(Saved data entries)
PR #249, opened 2020-03-02
Add dry-run flag to only run channel creation code, and make sushibar…

kollivier:
… reporting off by default.


kollivier:
My assumption is that --nomonitor is infrequently used and not used in automated scripts as I don't recall seeing it used, so I did not leave the old flag for compatibility. I can add that if needed.

kollivier:
BTW, I added this flag because it's often quite a few runs during initial development before I get to the point of being ready to upload the channel. During this phase, I didn't want it creating a channel on the server just to do a run of the chef.

PR #257, opened 2020-04-05
Add some more explanations and guidance for those new to Kolibri and …

kollivier:
…its concepts.

### DIFF
--- a/README.md
+++ b/README.md
@@ -1,9 +1,27 @@
 ricecooker
 ==========
-The `ricecooker` library is a framework for creating Kolibri content channels and
-uploading them to [Kolibri Studio](https://studio.learningequality.org/), which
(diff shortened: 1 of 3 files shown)


kollivier:
Note that I think there is some overlap between the docs already in the `README.md` file and content in `docs/platform/introduction.md`, so I think we can probably do some de-duplication there. Also, are things like the CSV workflow fully supported, i.e. will we be okay if people read these docs and start trying to use it? If not, we may want to make it less visible in the docs. 

Also wondering if it makes sense to link / reference or update some parts using Danielle's content integration docs?

ivanistheone:
@kollivier Can you please rebase to current master. I want to see if test error is genuine or just because outdated.

PR #262, opened 2020-04-27
Bug fix and improvement for log handling

### LINKED ISSUE #259: Empty void_error_log.log file appears after chef run
* ricecooker version: 0.6.42
* Python version: 3.5
* Operating System: linux on vader

### Description

Running the KA chef from the currculumKey branch and I see an empty `void_error_log.log` created in root of chef repo.

LOGGER is imported using the "convenience import" method that is used in most chefs:
https://github.com/learningequality/sushi-chef-khan-academy/blob/curriculumKey/json_chef.py#L11

### What I Did

Ran the chef with -v flag (default).

### Expected

Log to be created in logs/ dir + logging to stdout. No separate file for errors.

### Actual

Empty `void_error_log.log` file.

### Cause?

Seems to be a side effect of the optional separate file for errors, which should have been off by default: https://github.com/learningequality/ricecooker/blob/master/ricecooker/config.py#L74
but it seems file still gets created.

benjaoming:
* Fixes #259
* Gathers some more of the logging behavior in `setup_logging`
* Updates config `logs/<date>.log` to contain all configured logging (previously only `config.LOGGERS`).
* Adds new `logs/<date>.err.log` with only errors

There is an alternative version here that also lints `chefs.py` and `config.py` because they failed flake8: https://github.com/learningequality/ricecooker/compare/master...benjaoming:logger-fix

### DIFF
--- a/ricecooker/chefs.py
+++ b/ricecooker/chefs.py
@@ -82,6 +82,7 @@ class BaseChef(object):
                             help='Immediately deploy changes to channel\'s main tree. This operation will delete the previous channel content once upload completes. Default (recommended) behavior is to post new tree for review.')
         parser.add_argument('--publish', action='store_true',         help='Publish newly uploaded version of the channel')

→ **EXERCISE BRIEF**
Scan the entries above for the line containing "just because outdated.", and copy it and all lines after it exactly, down to and including the line containing "Python version: 3.5".

→ **YOUR SOLUTION**
@kollivier Can you please rebase to current master. I want to see if test error is genuine or just because outdated.

PR #262, opened 2020-04-27
Bug fix and improvement for log handling

### LINKED ISSUE #259: Empty void_error_log.log file appears after chef run
* ricecooker version: 0.6.42
* Python version: 3.5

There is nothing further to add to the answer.